Also, ich meine entweder im Fall, dass das Ergebnis angezeigt wird, wie auch mittendrin - 
dass man einfach den Rechner so oft benutzen kann wie man will, ohne immer auf "Play" gehen zu müssen.

Edit: Ah Ok, da muss einfach das Double ergebnisTmp beim PI wegfallen  Danke


----------



## javabeginners18 (18. Jan 2018)

noch wegen dem Euler und Exp... wir haben zwei Sachen einzubauen:

wir müssen das e an sich einbauen, also das Math.E..
und wir müssen das _exp *Exponential to base e* _einbauen, 
also quasi e hoch irgendwas, was der User eingibt. 

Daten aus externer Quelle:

PR #163, opened 2026-04-09
fix: catch exceptions in MCP call_tool handler

Koushik-Salammagari:
## Summary

- Wrap the `call_tool()` handler dispatch in a `try/except` so any exception raised by a tool handler is caught and returned as a `TextContent` error message instead of propagating out and crashing the MCP stdio loop.
- Add 4 unit tests covering: unknown tool, handler exception, valid handler, and no-propagation guarantee.

## Problem

Previously, if a registered tool handler raised an exception, `call_tool()` would propagate it uncaught. In an MCP stdio server, this crashes the server process rather than returning a graceful error to the client.

## Test plan

- [x] `pytest tests/test_serve.py -q` — all tests pass (including 4 new error-handling tests)
- [x] No regressions in full suite

### DIFF
--- a/graphify/serve.py
+++ b/graphify/serve.py
@@ -309,7 +309,10 @@ def serve(graph_path: str = "graphify-out/graph.json") -> None:
         handler = _handlers.get(name)
         if not handler:
             return [types.TextContent(type="text", text=f"Unknown tool: {name}")]
-        return [types.TextContent(type="text", text=handler(arguments))]
+        try:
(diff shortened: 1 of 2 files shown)


safishamsi:
Fixed in 0.3.25. The MCP call_tool handler now catches exceptions and returns an error message to the client instead of crashing the server process. Upgrade with pip install --upgrade graphifyy

PR #168, opened 2026-04-09
Fix .graphifyignore discovery to search parent directories

codeOfDUlbrich:
## Summary
- `.graphifyignore` is now discovered by walking upward from the scan root through parent directories, matching `.gitignore` behavior
- Stops at the git repo boundary (`.git` directory) so patterns don't leak across repositories
- Patterns from all ancestor `.graphifyignore` files are merged with the local one

## Test plan
- [x] Existing `.graphifyignore` tests still pass
- [x] New test: parent's ignore file applies to subdirectory scans
- [x] New test: patterns from local and ancestor files are merged
- [x] New test: upward search stops at `.git` boundary
- [x] New test: ignore file at repo root is included when scanning a subdir

### DIFF
--- a/graphify/detect.py
+++ b/graphify/detect.py
@@ -250,21 +250,34 @@ def _is_noise_dir(part: str) -> bool:
 
 
 def _load_graphifyignore(root: Path) -> list[str]:
-    """Read .graphifyignore from root and return a list of patterns.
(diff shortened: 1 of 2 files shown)


safishamsi:
Fixed in 0.3.25. graphifyignore now searches parent directories up to the git repo root, the same way gitignore works. Upgrade with pip install --upgrade graphifyy

PR #190, opened 2026-04-10
feat(extract): add node_type and modifiers to AST-extracted nodes

ksaketh19:
## Summary

Adds `node_type` and `modifiers` fields to every node produced by the AST extractors. These fields were previously absent, making it impossible to filter nodes by kind (e.g. _give me all exported interfaces_) without reading source files.

**New node fields (both optional, written only when non-null):**
- `node_type`: `"class"` | `"interface"` | `"function"` | `"method"` | `"type"` | `"enum"` | `"variable"`
- `modifiers`: `["export", "public", "private", "protected", "static", "abstract", "async", "readonly", ...]`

Kann man das auch über einen internen Befehl,
der schon abgespeichert ist, wie z. B. Math.E einfügen,
oder muss das selbst gemacht werden?


----------



## JStein52 (18. Jan 2018)

javabeginners18 hat gesagt.:


> noch wegen dem Euler und Exp... wir haben zwei Sachen einzubauen:


Kannst du mal ein Beispiel angeben dazu ? Was soll eingegeben werden ?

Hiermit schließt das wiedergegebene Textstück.